I have been collecting images all summer. I spent five days at Omega Institute in Rhinebeck, NY taking a class with Lynda Barry. It felt like a combination of five days with a stand-up comic and deep exploration of my childhood through the cultivation of images and finally words that add up to breathing stories. Our days were filled with making lists and visualizations of images from our lists and then, expanding them into seven-minute timed writes. If we lost the image and
didn't know what came next, we switched to the piece of paper next to us and
drew spirals or the alphabet--always keeping our pens moving . It felt like fishing with a pen in the sea of images that make up the ocean of my childhood and the origins of my imagination.
We read out loud with no comment or eye contact.

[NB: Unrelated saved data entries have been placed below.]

PR #597, opened 2020-04-14
Freeform pointset and build fixes

ansoncfit:
Miscellaneous fixes
* Re-enabling travel time calculations for freeform pointset origin-destination pairs
* Updating dependency locations
* Uploading R5 jars to our S3 bucket (for use as experimental workers); this happened automatically with previous CI tooling but was not yet working with GH actions

### DIFF
--- a/.github/workflows/maven.yml
+++ b/.github/workflows/maven.yml
@@ -34,13 +34,13 @@ jobs:
           mvn clean verify --settings maven-settings.xml -B -V -Dgpg.skip
         fi
       env:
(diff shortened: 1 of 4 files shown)


abyrd:
Based on forum posts from other people encountering S3 upload errors, I regenerated the AWS_ACCESS_KEY_ID and AWS_SECRET_ACCESS_KEY many times, attempting to get a secret key that did not contain slashes or plus signs. All of the secret keys I generated contained these characters, so I abandoned this (hackish) approach, and moved on to creating a new user and set of permissions. I don't know exactly what is different about this new set of permissions or credentials, but it is now able to upload the R5 jars.

PR #634, opened 2020-10-15
Return information on paths between origin and destination

ansoncfit:
This branch writes the access mode and egress mode for path summaries output by workers for Taui sites.

~In conjunction with the path summaries branch in the ui,~ it also allows inspecting paths from the origin to the toLat toLon coordinates in the profile request.


ansoncfit:
Points we discussed at a high level:
- Adding paths to `OneOriginResult`
- Terminology on paths: basic path/path template (board stops, alight stops, pattern ids, implies walk time), itinerary (adds specific trips and associated in-vehicle time), iteration (adds specific departure minute and associated waiting time). "Avoid subclassing by composition."

ansoncfit:
This PR now includes three main features:
1. Include `accessMode` and `egressMode` in paths used for Taui sites
2. Includes `pathSummaries` in the `jsonBlock` sent from the worker via the backend to the UI. This can be tested on staging by running the appropriate `path-info` backend and worker `v6.0.0-54-gc6d5fe4`, and adding to the analysis request something like:
```
  "toLat": 42.366,
  "toLon": -71.187,
  "recordPaths": true
```
The response will then allow path results to be inspected in the browser console:
image

As an aside, note that the result above includes multiple iterations per departure minute, even for a network with no frequency-based lines (see #661)

3. Writes a CSV of path details for regional analyses with `originPointSeId` (freeform), `destinationPointSetId` (freeform), and `recordPaths` set. Workers return `RegionalWorkResult`s (now including `pathResult`) to the broker, where the multi-origin assembler writes a CSV that looks like:

origin | destination | path* | nIterations | avgWaitTime | inVehicleTime | avgTotalTime
-- | -- | -- | -- | -- | -- | --
170 | 65 | 5032 to 29001 on 95->70030 to 70020 on Orange->70077 to 70089 on   Red | 8 | 1199 | 1980 | 4560
170 | 65 | 2376 to 5015 on 94->70063 to 70089 on Red | 16 | 1159 | 2340 | 4560

* using GTFS route/stop ids; some commented out code would add route_short_name values.

src/main/java/com/conveyal/r5/profile/Path.java
```diff
@@ -24,13 +27,43 @@
...
+
+    // Additional characteristics (not keys for hashing)
+    public int inVehicleTime;
+    public int waitTime;
     public final int length;
 
+    /**
+     * Copy a path and add the specified egress mode
+     */
+    public Path(Path input, StreetMode egressMode) {
```
abyrd, line 52: This might be easier to maintain over the long term if it is a static method that performs a clone() and then sets egressMode.

src/main/java/com/conveyal/r5/profile/Path.java
```diff
@@ -149,10 +185,14 @@ public boolean equals(Object o) {
...
                 Arrays.equals(trips, path.trips) &&
                 Arrays.equals(boardStopPositions, path.boardStopPositions) &&
-                Arrays.equals(alightStopPositions, path.alightStopPositions);
+                Arrays.equals(alightStopPositions, path.alightStopPositions) &&
+                accessMode == path.accessMode &&
+                egressMode == path.egressMode;
     }
 
     @Override
+    // We tried replacing this custom implementation with Objects.hash(...), but it did not produce the expected
```
abyrd, line 194: We should investigate why it doesn't behave as expected. I'd ideally like to rely on stock functions to compute things like hash codes. Similar to copy constructors, it can become a maintenance liability to manually carry out a lot of actions on all fields in a class.

src/main/java/com/conveyal/r5/analyst/cluster/PathWriter.java
```diff
@@ -33,6 +36,9 @@
     /** This is a symbolic value used in the output file format an in our internal primitive int maps. */
     public static final int NO_PATH = -1;
 
+    /** Version of our path grid format **/
```
abyrd, line 39: Maybe we should introduce a changelog of our format versions inline here in the Javadoc.

src/main/java/com/conveyal/r5/profile/Path.java
```diff
@@ -24,13 +27,43 @@
...
+    /**
+     * Used only in propagation for writing paths for Taui outputs
+     * TODO update egress mode outside of path (e.g. in wrapper or array parallel to perIterationTravelTimes in
+     *  propagater)
+     */
+    public StreetMode egressMode;
+
+    // Additional characteristics (not keys for hashing)
+    public int inVehicleTime;
+    public int waitTime;
```
abyrd, line 46: The new class IterationDetails has these same fields. If I understand right every IterationDetails associated with a Path will have the same inVehicleTime and access/egress time as that path, just different initial wait times (and therefore different total times).

What if instead of a set of IterationDetails, each Path instead had a map from iterations (or departure times) to initial waits? To me this seems to more concisely factor out only the information that changes from one iteration's path to another. It could also eliminate the nonstandard inclusion of fields that are not hashed in Path, which may cause problems for code comprehension in the future.

It would also be possible to include this iteration-to-wait-time map directly as a field in Path, leaving it null when not needed. That's the composition approach I was thinking of, but maybe the Multimap is better if for a reason I'm not thinking of.

abyrd (commented):
Overall approach seems good. I added some comments on some refactors that could improve future maintenance and code comprehension.

src/main/java/com/conveyal/r5/profile/Path.java
ansoncfit: Our release version currently includes this custom hash function; let's address in a subsequent PR.

abyrd (approved):
Looking good. I made a couple of comments about parameter naming and branch structure, just for future legibility. I know I'm commenting on details here so I'm happy to do some of that minor clean-up myself.

ansoncfit:
I will merge now and plan to address outstanding comments on branch `path-info-cleanup`.

abyrd:
Note for future reference, this PR includes the refactor discussed in #662 that eliminates redundant output for non-frequency networks, including the removal of  superfluous loop and an assertion that dimension is 1, as discussed at https://github.com/conveyal/r5/pull/662#issuecomment-744419645

PR #635, opened 2020-10-20
Explain IntelliJ Gradle setup, add R5 name before expansion

abyrd:


ansoncfit (approved):
Thanks for the updates. After trying out the default "Gradle wrapper" approach over the last week, I concur with:

>We have encountered problems with this approach where IntelliJ seems to have insufficient control over the build/run/debug cycle. IntelliJ has its own internal implementation of the Gradle build process, and in our experience this works quite smoothly and is better integrated with the debug cycle.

While I listened I drew
I loved listening and drawing. It is a very fertile way of
working. While I listen my brain is turned off and I am just there. My pen is
moving and I can trust my gut. In this case we weren't looking at anything but
the page with intense consideration. By hearing other voices I was reminded
of the kind of image that is alive. I remembered friends' names that have been lost to me for years. I invented a
character based on my experience with just facts no emotion and I got some
profound laughs when I read it aloud. We did not re-read our work all week. We
did not talk about the work outside of class. We watched movies and took naps
together. It was exhausting, inspiring, and exhilarating all in one breath.
The important thing I took away had to do with working by hand. In my normal process I write with a pen in a notebook and draw with pens and pencil, later adding water and collage. Then I type up my words and email them to myself. When I see them again as a separate image (legible and spell-checked) I can continue to expand and elaborate. This always seems insane but somehow Lynda's approach added depth and validation to what I have been building upon since I was a kid.